Литмир - Электронная Библиотека

— Наши? Что за наши? — переспросил Куманин.

— Ваши. Из комитета, — зло выпалила Алевтина Ивановна. — Втроем приехали с милиционером. Ребенок, оказывается, во всесоюзном розыске. Родители его что-то такое натворили, что и сказать страшно. Вот они ребенка и забрали.

— Документы они какие-нибудь вам предъявили? — поинтересовался Куманин.

— А как же, — в голосе директрисы снова начала появляться некоторая уверенность. — У всех такие же книжечки как, и у вас. И отношение было из прокуратуры города. Они сказали, что в связи с секретностью ребенка надо оформить переводом в какой-нибудь иногородний интернат, и взяли подписку о неразглашении. Зачем же они сейчас вас посылают, что-то выяснять? Проверяют, усвоила ли я все или нет?

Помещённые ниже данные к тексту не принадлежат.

PR #330, opened 2021-12-07
Reward calling auction on the Witch

alcueca:
Simple refactor of the Witch to add the option of rewarding those that call `auction` with a portion of the collateral in the vault.


devtooligan:
closing and tracking it on an issue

— Фамилии-то вы их знаете? — спросил Куманин.

— Нет, нет, — быстро ответила директриса. — Не помню фамилий никаких. Разволновалась, не прочла в документах.

— Так что же, выходит, кто-то взял ребенка и с концами. Ни записочки, ни расписочки? — Куманин продолжал вертеть в руках фотографию Алеши.

— Ничего не оставили, — подтвердила Алевтина Ивановна. — Да я и перепуталась: мыслимое ли дело, за малолетним ребенком целая бригада чекистов приехала, будто он цэрэушник какой-нибудь. Да еще с меня подписку о неразглашении….

— Хорошо, — сказал Куманин, все еще пытаясь сообразить, почему ему кажется столь знакомым лицо Алеши Лисицына. — Возьмите лист бумаги. Пишите: «Старшему оперуполномоченному КГБ майору Куманину С. С. От гражданки Петуховой Алевтины Ивановны, директора интерната No 4, проживающей по адресу…» Написали? Дальше: «Объяснение». С новой строки: «Я, Петухова А. И., передала несовершеннолетнего Лисицына Алексея представителям органов КГБ по их требованию такого-то числа». Когда это было. Помните? Это число и поставьте. Подпишитесь и поставьте сегодняшнее число. Это для вашей пользы. Чтобы никто более не предъявлял к вам претензий. Запишите мой телефон, и если в этом деле последует какое-либо продолжение, прошу звонить. Фотографию мальчика я возьму с собой.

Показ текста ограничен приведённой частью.